====== TASK MATERIAL ======
Issue #233, opened 2018-03-01
Some faces with one eye hair covered can't be recognized


modelsex:
*First THANKS A LOT for all contributors' hard work!
*Always make a compare test after big change, test with same source 1000 pics (kar801 -> kar1800) , compare with FakeApp1.1 & latest faceswap commit 232d931. 
*Test files (this is porn, sorry~) :  https://drive.google.com/open?id=1DKP0Uci97FfriuKcYEbDT2Qp6rKN1h1g

## Expected behavior
Not sure, limitation ? or possible to improve ? 

## Actual behavior
FakeApp1.1 extract rate is 988/1000
faceswap -D cnn extract rate is 943/1000

![comparetest](https://user-images.githubusercontent.com/35594182/36897500-b8a78cc8-1e51-11e8-9af5-d58945203958.png)

Notice that some faces - specially one eye covered by hair can't be extract. Example: kar1086 -> kar1090, these 5 pics can be extract normally in FakeApp, but failed in faceswap. Compare kar1085 with kar1086, no big gap in these 2 pics, just corner of the eye be covered by hair in kar1086.  

## Steps to reproduce
python faceswap.py extract -i D:/project4/data_A1/ -o D:/project4/data_A1/output/ -D cnn

## Other relevant information

- **Operating system and version:** Windows, macOS, Linux 
Windows10
Python3.6.4
CUDA9.0
dlib 19.9
The others env same as requirements-gpu-python36-cuda9.txt

oatssss:
From what commit did you do the extraction from?

modelsex:
Latest commit 232d931

iperov:
this is `dlib cnn` issue
anybody know how to decompile fakeapp v1.1?

Kirin-kun:
There's a program "a.exe" in the alignement subdirectory of FakeApp 1.1


C:\FakeApp\alignment>a.exe -h
RuntimeError: module compiled against API version 0xc but this version of numpy
is 0xb
usage: a.exe [-h] [--one-face] [--all-faces] [--startFrame STARTFRAME]
             [--maxFrames MAXFRAMES] [--fileType FILETYPE]
             [--processor PROCESSOR]
             input_dir [output_dir] [output_file]

positional arguments:
  input_dir
  output_dir
  output_file

optional arguments:
  -h, --help            show this help message and exit
  --one-face
  --all-faces
  --startFrame STARTFRAME
  --maxFrames MAXFRAMES
  --fileType FILETYPE
[...]

PR #281, opened 2018-03-12
Removing extra dlib detector call from Extraction Toolchain -- instead of sending both BGR and RGB images, just send RGB 

kvrooman:
Splitting PR into two to order to simplify discussion...

Current Code Status:
The FaceLandmarksExtractor.py code will issue multiple call to the dlib face detector by first sending an image in BGR format ( referring to the order of the color channels in an image .. blue, green, red ) and then making a second call in RGB format. The BGR image first sent is called ( input_image ) and the RGB image sent second is called ( input_image_bgr ...which is confusing ? )This issue was primarily caused by the non-standard way cv2.imread loads images ( in BGR format unlike all other toolchains )

Background:
The code used to send only the BGR image to dlib detector. This had subpar performance. See https://github.com/deepfakes/faceswap/pull/236  This was fixed by sending the RGB image in addition in a second detector call by inverting the channel order.

Proposed Change:
Dlib documentation states that the face detection model was explicitly trained on RGB images and should only provide satisfactory results with that format. In a first pass of a speed optimization of the toolchain, I want to propose eliminating the first call to the detector with the BGR image and only send the RGB image

Most landmark models and 1adrianb's face_alignment code also only use RGB

Initial Testing:
My limited first testing shows no difference at all in face detection ability or performance in detection. There is a speed-up. I welcome additional testing by the community. I will post additional results on varied test videos shortly.


iperov:
I'm shocked how ppl can ruin the code

kvrooman:
Despite that comment in there, for some reason, both the RGB and the BGR versions of the image are still sent to the detector. See current code below. This is unnecessary as the BGR version is redundant and will perform worse than the RGB version. Parring down the loop to use just the RGB version is good practice and should speed things up?  @ iperov Is there a reason not to?

 input_images = [input_image, input_image_bgr]
for current_detector, input_image in ((current_detector, input_image) for current_detector in dlib_detectors for input_image in input_images):

detected_faces = current_detector(input_image, 0)

kvrooman:
PS - the current code is also mislabeled. As cv2.imread loads all images as BGR, we have to convert it to RGB in order for it to play well with Dlib. At the very least the original code 

input_image_bgr = input_image[:,:,::-1].copy()

should be changed to 

input_image_rgb = input_image[:,:,::-1].copy()

as it is incorrect and misleading

iperov:
totally disagree with this commit.

oatssss:
@iperov I haven't completely looked into the code change, but the counter-argument @kvrooman gave seems completely reasonable. Could you elaborate on why you disagree? Also I AREA performs worse than LINEAR when upscaling, maybe there should be a conditional in there to use the best one for the scenario.

iperov:
> Could you elaborate on why you disagree?

sry no, 
1) too hard explain in english
2) fight for code in every pr is too exhaust me. I better leave project.

bryanlyon:
This PR seems reasonable, 2 questions though.

Have you tested this in a variety of situations?  Does it impact the odds of getting a "hit" on the face match?  I've thought of pruning this area of the code to improve face recognition, I'm not too worried about speed, since I usually have to run it multiple times with different inputs to get it working anyway.  I figured that even if the colors were wrong, that it might actually get a few additional hits this way, even with the colors mixed up, it can still run.

lib/FaceLandmarksExtractor/FaceLandmarksExtractor.py
```diff
@@ -143,12 +143,11 @@ def extract(input_image, detector, verbose, all_faces=True, scale_to=2048):
...
 
     input_scale = scale_to / (w if w > h else h)
-    input_image = cv2.resize (input_image, ( int(w*input_scale), int(h*input_scale) ), interpolation=cv2.INTER_LINEAR)
-    input_image_bgr = input_image[:,:,::-1].copy() #cv2 and numpy inputs differs in rgb-bgr order, this affects chance of dlib face detection
-    input_images = [input_image, input_image_bgr]
+    input_image = cv2.resize (input_image, ( int(w*input_scale), int(h*input_scale) ), interpolation=cv2.INTER_LANCZOS4)
+    input_image = input_image[:,:,::-1] #cv2 loads into BGR format, dlib model is trained on RGB format, switch to RGB
  
     detected_faces = []
-    for current_detector, input_image in ((current_detector, input_image) for current_detector in dlib_detectors for input_image in input_images):
```
oatssss: lmao, the chaining of these for loops has lost me. Why do you remove them here?

kvrooman: it's pretty odd to me too. I understand it to mean that if there are multiple detectors ( i.e. hog and CNN ) and multiple images in input_images( BGR and RGB), loop over every unique combination of the two and send that combo to the current_detector call. the following len break line aborts out of this loop on the first image with found faces and it won't check any remaining detector/image combos. ( if you load the hog model first, this would never check CNN model.... , if you load BGR first, this would never check RGB ) . As Dlib firmly states his model is trained on RGB faces, you want that image first in the list ( now second and mislabeled as bgr). on limited testing, found no difference in number of found faces when eliminating the list of two images and just using only the RGB. testing on several thousand extracts today, so should be able to report back if any.

bryanlyon: This is the part that was running the RGB and BGR though. It was making a list of all detectors, and then the image in RGB and BGR then looping through them each so that every detector was fed both RGB and BGR. That is the whole reason for the PR.

The change is to replace the double loops (one loop on dlib_detectors and one loop on input_images = [input_image, input_image_bgr]). By removing the BGR version, he didn't need to loop on both, so only loops on the dlib_detectors so all detectors are used on the RGB version of the image only.

babilio: Have you guys seen this #236 . Apparently recognition was not good without bgr

kvrooman:
the ironic thing is that input_image_bgr is actually in RGB format and mislabelled. so unless you run the detector with that file, you get the subpar performance.

bryanlyon:
I'm willing to believe that the previous error was a bug if the current testing is showing good results.  I can't test extraction right now, but if anyone else wants to test and respond with their results.  This is more of an "optimization" than a bug, so we can leave it in while we test for a bit.

iperov:
here comparison of face swappers
https://www.deepfakes.club/best-hardware-software-deepfakes/

deepfakesclub wrote: https://www.reddit.com/r/SFWdeepfakes/comments/82btao/portable_python_installs_of_faceswap_and_dfaker/dv94je7/
> It detects more correct faces overall

so if you merge this crap PR, faceswap will detect same amount of faces as FakeApp.

Conclusion:

STOP OFFER CHANGE FUNDAMENTALS OF FACE RECOGNITION WITHOUT 100% PROOFS AND LONG TESTS WITH VARIOUS CONDITIONS

@Clorr please close this pr.

bryanlyon:
None of the articles (or the comment) you reference show any information about the BGR implementation.  Like I said, I would like to see tests that show this actually works as expected and doesn't lower results before we merge, but demanding it be closed simply because you don't think this is correct when initial results say it is inappropriate.

Nobody is saying we have to add this today or without testing, we want to make sure it actually helps, before it's added, but the initial results are promising and it makes sense that sending the BGR might not do well, especially with the CNN mode which is trained for RGB only data.  I understand that you have a concern that this might reduce quality of detection, but if it doesn't, then we should add it.  The only way to know is to test it.   @kvrooman has done some initial testing and shows improved speed with no loss in detection and that alone means that this is worth checking out to see if it's worthwhile.

iperov:
> I would like to see tests that show this actually works as expected and doesn't lower results before we merge

agree. I already wrote: 100% PROOFS AND LONG TESTS WITH VARIOUS CONDITIONS

> sending the BGR might not do well

disagree. Sending BGR and RGB detect more faces.
https://www.deepfakes.club/best-hardware-software-deepfakes/ https://www.reddit.com/r/SFWdeepfakes/comments/82btao/portable_python_installs_of_faceswap_and_dfaker/dv94je7/
because there is only one thing in FaceSwap make difference from FakeApp is rgb-bgr scan.

Also FaceSwap extract performance better than FakeApp, thx for my pytorch port. Nobody need more performance.
Why we spending our time and energy to discuss this suxx ?

@Clorr please close it

babilio:
Right now the level of detection is really good, so I'd be hesitant unless this PR can really show that it has the same detection capabilities. If it ain't broke don't fix it kind of deal. It would be helpful when people post PR's to offer some actual quantifiable gains and losses, like found x faces out of y amount of images in z minutes, vs a, b, c before. @iperov had his reasons for this and is opposing, so the onus of proof should be on the changes being made. He doesn't need to find papers to justify that his work is working cause it is working. If someone is trying to make it faster then show that.

babilio:
Yes for this type of changes there should be testing and proof. Ideally from person doing the PR. Specially cause @iperov wrote the original code and is opposing it. The level of detection is really good right now, so he shouldn't need to produce papers about BGR implementation. The new changes should show improvements and drawbacks clearly if any. This is clearly discouraging @iperov from all the work he did porting from pytorch, if there are clear benefits lets show'em and go for it but otherwise...

When it is a plugin that's optional and does it's own thing that is fine but when it's core code we can't just go off of theory.

kvrooman:
@iperov You can be a bit more cordial, rather than just saying I suxx. I understand that I'm new to this and that you're passionate but I have the same goal as you ....

I am testing this further by the way. I posted this PR now at this stage for comment and review ( like I thought I was supposed to ? ) I don't understand why you're yelling to close this item when I've tried to logically explain why the code likely doesn't need some extra lines of code and extra calls to the detector to get the same performance/found faces. Sorry if I offended you by editing your implementation but I thought this was the whole point of open source code...?  

Btw, this was just an intermediate step on my way to vectorizing the whole extract chain as the dlib detector can take vectors of images as inputs and can process them as batches...

bryanlyon:
I am doing testing as well.  Testing on one person's system is helpful, but less so than running it on multiple sets and on multiple platforms.

Obviously @iperov is and @babilio are right, this needs to show improvement to be accepted, but a PR like this is the best way to show a wider audience that it is available and get that test data.

I would also like to work with you on the extract.  My focus is on multi-gpu support and right now, the extract chain is the hardest part to add that support to.  (except for CNN only, which I could add relatively easily, but it'd take me touching a half dozen files to get working in the same way as train/convert).

babilio:
There is a problem where dlib runs out of memory really easily. So I'm not sure but batch processing could run into that. Keep in mind that the project is supposed to be usable with people with lower end cards.

Clorr:
This PR adresses details that are beyond my understanding. What I can see here is that the proposed code is somewhat clean and should be respected. My thinking is:
- If this messes up things completely this should be seen and the PR won't be merged.
- If it highly improves things, this should also be seen and this could be merged.
- If the difference is very low, it does not deserves so much hard discussion, and we can talk about this calmly.

Also, @iperov, you should consider that if you say things that are too strong, it will deserve your credibility (although I'm sure you know what you are saying as this was discussed in #233 and it generated the #236 PR). So I'm sure this can be talked about calmly and with proper arguments... 

At some point #233 offers an interesting test case. As @iperov  showed that his modification have improved things, we should at least test that this PR does not bring regression on that test case.

lib/FaceLandmarksExtractor/FaceLandmarksExtractor.py
bryanlyon: #236 is a not exactly proof that BGR helps, since it was only BGR going to the detector before that patch and patch added RGB. The patch obviously improved the results, but the question now is if keeping the BGR is necessary. This patch removes the BGR and just send the RGB to the detector, so it needs some testing, but shows promise at this time.

bryanlyon:
Yes, however, before #233 we were using BGR only, which is not what CNN or HOG were designed for.  @iperov's change, to use RGB and BGR was helpful.  This PR is just saying that using RGB may have been all that was necessary and that using both RGB and BGR is unnecessary.

Here is an initial test of my own test data.

The command I ran is:
python3 faceswap.py extract -i content/ -o Testdata/bgr/ -j 20
and 
python3 faceswap.py extract -i content/ -o Testdata/nobgr/ -j 20

Without patch:
3271/3271 [21:11<00:00,  2.57it/s]
Alignments filepath: /superm/data/Projects/Valentina_Nappi/NFBusty Snatched/Fuck2/alignments.json
Writing alignments to: /superm/data/Projects/Valentina_Nappi/NFBusty Snatched/Fuck2/alignments.json
-------------------------
Images found:        3271
Faces detected:      3271
-------------------------
Done!
ls Testdata/bgr/ | wc
    965     965   26055
With patch:
100%| 3271/3271 [18:42<00:00,  2.91it/s]
-------------------------
Images found:        3271
Faces detected:      3271
-------------------------
ls Testdata/nobgr/ | wc
    965     965   26055

The detection was EXACTLY the same.  The exact same number of faces were found and each face was identical.  The folders were identical.  The only difference was in execution time. 21:11 without the patch and 18:42 with the patch.

Obviously, this is not complete.  I didn't test CNN (I don't have GPUs available right now) or a comprehensive set of data (literally impossible), but these results tell me that this PR has some merit, at least for further testing.  But I think it's likely that just using RGB instead of RGB and BGR makes sense.

kvrooman:
Testing with the 1,000 images found in https://github.com/deepfakes/faceswap/issues/233

Current Master Code:
py faceswap.py extract -i E:\shots\testing -o E:\shots\testing\faces_master -D cnn
1.  985 faces found in 1,000 frames   3:52 time --- 4.31 it/s
2.  985 faces found in 1,000 frames   3:53 time --- 4.29 it/s

Proposed PR Code:
py faceswap.py extract -i E:\shots\testing -o E:\shots\testing\faces_PR -D cnn
1.  985 faces found in 1,000 frames   3:33 time --- 4.68 it/s
2.  985 faces found in 1,000 frames   3:36 time --- 4.61 it/s

No difference in faces. Slight speed increase

iperov:
you using bad test data.
Use video with high amount of faces and high angles near 90 deg.

bryanlyon:
My test data was with video with 90 degree faces.  I've now tested over
6000 images extracted with almost identical results.  BGR had one more
false positive than the RGB only where a blue-green curtain got recorded as
a face.

RGB only was consistently (slightly) faster.

I think this PR is proving that if for nothing else, it makes the code
clearer and a tiny bit faster (~10%).

kvrooman:
Doing a diff/compare on the alignment .json files shows ~200k differences for the test example I used (985 faces) Looks like mostly single digit shifts ( i.e. 146 -> 147 or 92-> 91 ) but there are also notable shifts in the bounding boxes for some faces. Interesting... I'll need to compare accuracy and try to get a copy of the gated Fan et al. paper, but most of the other academic papers use RGB as input to the alignment models...

kvrooman:
Doing a comparison to 1adrianb and his face_alignment scripts ( see his code below )

'''def get_landmarks(self, input_image, all_faces=False):
        if isinstance(input_image, str):
            try:
                image = io.imread(input_image)
            except IOError:
                print("error opening file :: ", input_image)
                return None
        else:
            image = input_image

        detected_faces = self.detect_faces(image)'''
Later on the same image is passed to the get_predics function.

He uses scimage (io.imread) to do the imread of the images. The scimage documentation states that it loads images as RGB format unlike the cv2.imread which loads in BGR format.  If we don't invert the channels before sending the resulting image to the face detector and the landmark predictor, this is an implementation change from 1adrianb....I can evaluate the differences in accuracy if we deviate from that implementation as we currently do, but I strongly suspect that using 1adrianb's code will be better?

http://scikit-image.org/docs/dev/api/skimage.io.html#skimage.io.imread

torzdf:
@iperov 

> you using bad test data.
> Use video with high amount of faces and high angles near 90 deg.

You cannot possibly know this,

I apologise for putting this here, but there is no appropriate place on github.

You cannot go around attacking everyone who wants to make any amendments to your code. What has been suggested here is entirely reasonable and is worthy of further investigation. It is neither an attack on you nor the excellent code that you have implemented. 

Downvoting and throwing tantrums whenever anyone wants to make changes only serves to discourage and drive people away from the project. Most people who work on projects like these are amateurs and are looking to improve themselves as well as the code base. No one comes here with the intention of making things worse. If you do not agree with a change, the onus is on you to articulate why rather than ranting at the contributor. Ideally then both parties walk away having learned something.

The nature of open source is that changes will be proposed, some will be accepted, some will be rejected, you will agree with some changes, you will disagree with others. Some of these changes will affect code that you have worked on. However, this is not your code. It is the project's code and it belongs to anyone and everyone who wants to work on or fork the project. This happened as soon as you submitted code to the project.

If this isn't agreeable to you, then maybe open source is not for you? Or perhaps you could create your own fork of the project where you have more control over what is or isn't accepted. Alternatively you can understand that anyone who submits code wants to improve the project. They won't always succeed, but everyone will appreciate feedback given in a constructive manner. I would ask that you try to take a more measured approach in future.

Back on topic, I plan to perform a sizeable amount of extractions today, so I will run with and without this PR and report back my findings.

Clorr:
@kvrooman I think splitting your PR is a good move. Did you submit another one? or is the 2nd part dependent of this one?

kvrooman:
Tested 10,000 frames from multiple movies containing multiple scenes with differing lighting, zoom levels, poses, and profiles shots.

**Current Master Code:**
py faceswap.py extract -i E:\shots\testing -o E:\shots\testing\faces_master -D cnn

6,599 faces found in 10,000 frames --- 37:49 time --- 4.41 it/s
manually sorted through and found 65 false positives

**Proposed PR Code:**
py faceswap.py extract -i E:\shots\testing -o E:\shots\testing\faces_PR -D cnn

6,656 faces found in 10,000 frames --- 30:22 time --- 5.49 it/s
manually sorted through and found 75 false positives

false positives are mostly zoomed out shots with a whole person in the frame of the picture.
Haven't evaluated landmark / alignment file yet but assume there will also be minor adjustments as mentioned previously.

torzdf:
Ok, I ran some tests, and got some fairly unexpected results, to be honest. On the whole I would say that this is a positive change, but I would like to see some more results, because this looks fairly inconclusive to me right now. I can't help but think there may be some other factors at play in my set up, but here they are anyway, run with:
` -D cnn -r on`

```
                |Time                   |Frames
Title   Frames  |Old     New    Diff    |Old    New     Diff
psp1    3996    |24:39   22:35   2:04   |3959   3985    26 
psp2    2122    |12:45   19:04  -6:19   |1959   1962    3
plow    4496    |30:43   25:23   5:20   |3903   3904    1 
sb      552     |03:06   03:07  -0:01   |552    552     0
----------------|-----------------------|------------------
TOTAL   11166   |71:13   70:09   1:04   |10373  10403   30
----------------|-----------------------|------------------
```

kvrooman:
Regarding the more faces found... the current code will abort the code loop below and not evaluate the RGB image in the detector if "any" faces are found in the BGR image. I also found more faces in my test...

Potential scenarios that result in more faces found ( As I strongly suspect the RGB detector is more robust and accurate and 3 people have reported the PR finding more faces, one of the following is true )
1. The detector finds a foot in the BGR image and thinks its a face and quits the loop. The RGB detector would have found a foot and a face or just a face.
2. The detector finds a frontal face in the BGR image and quits the loop. The RGB detector would have found a frontal face and a profile face.
3. The detector finds a normal sized face in the BGR image and quits the loop. The RGB detector would have found a normal sized face and a tiny size and a large face.
4. The detector finds a face of Person A in the BGR image and quits the loop. The RGB detector would have found a face of Person A and Person B.

```
for current_detector, input_image in ((current_detector, input_image) for current_detector in dlib_detectors for input_image in input_images):
        detected_faces = current_detector(input_image, 0)
        if len(detected_faces) != 0:
            break
```

You can isolate for this test by flipping the order of the image list from

```
input_images = [input_image, input_image_bgr]
```
to
```
input_images = [ input_image_bgr, input_image]
```
Once again the "input_image_bgr" is the image actually in RGB format...

babilio:
Thanks for the through testing!

kvrooman:
Just flipped the single line in the current master code
```
input_images = [input_image, input_image_bgr]
```
to
```
input_images = [ input_image_bgr, input_image]
```
and re-ran on my test set

py faceswap.py extract -i E:\shots\testing -o E:\shots\testing\faces_reverse_order -D cnn
6,663 faces found in 10,000 frames --- 35:23 time --- 4.71 it/s

So the BGR image does provide some small value...a 0.105% increase in faces over just the RGB alone. Could change based on dataset, of course. Interestingly enough the 7 faces obtained above in addition from running just the RGB alone were shots of someone in very reflective sunglasses ( i.e. green/blue blobs over their eyes )

**so the choices we have**
1.current code ( run BGR first, then quit if face found, else run RGB )
       6,599 faces found in 10,000 frames --- 37:49 time --- 4.41 it/s 
2.PR code ( run just RGB )
       6,656 faces found in 10,000 frames --- 30:22 time --- 5.49 it/s
3.swap image_list order in current code (( run RGB first, then quit if face found, else run BGR )
       6,663 faces found in 10,000 frames --- 35:23 time --- 4.71 it/s

I'm biased to 2 and the speed-up but I'll defer to the community's thoughts.

Clorr:
@kvrooman thanks for testing this in details. I don't think this subject deserves so much work though. AFAIK [the source of dlib specifies RGB input](https://github.com/davisking/dlib/blob/09f36dbf4771947c01514a160c70d8a6d1a02aa7/tools/python/src/cnn_face_detector.cpp#L37
) which was already what was done before, but with bad naming. `cv2.imread` [loads in BGR](https://www.learnopencv.com/why-does-opencv-use-bgr-color-format/) and the revert of channels does a RGB. And on that, I agree with your PR.

On the question whether we should loop over multiple channels or not, I think that this is not **needed** but can still help in some cases. My **intuition** on this is that, whatever the channels order, you will have a prediction, and mixing the channel will give you different result on edge cases.

My conclusion is that, by respect for the original work, we should keep the 2 channels, but named correctly. If the speed increase really matters to you, I would suggest to handle this as an option such as --detector-channels, where we can specify RGB, BGR, RGB+BGR. Also this way, anyone who thinks his config works best can still use it.

kvrooman:
@ Clorr, sounds alright. Fine with the compromise of switching the order of the RGB and BGR image list and sending both to the detector. ( also cleaning up the naming ). I'll modify the PR tonight and resubmit

Clorr:
@kvrooman there is a conflict here because `plugins/Extract_Crop.py` was removed in a previous commit. Anyhow this file did not need an update. Can you update the PR so that I can merge?

kvrooman:
Should be good

iperov:
Conflicting files
lib/FaceLandmarksExtractor/FaceLandmarksExtractor.py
======
WHAT IS REQUIRED -> Retrieve each line from the records above where the word "hardware" occurs.

YOUR RESPONSE ->
https://www.deepfakes.club/best-hardware-software-deepfakes/
https://www.deepfakes.club/best-hardware-software-deepfakes/ https://www.reddit.com/r/SFWdeepfakes/comments/82btao/portable_python_installs_of_faceswap_and_dfaker/dv94je7/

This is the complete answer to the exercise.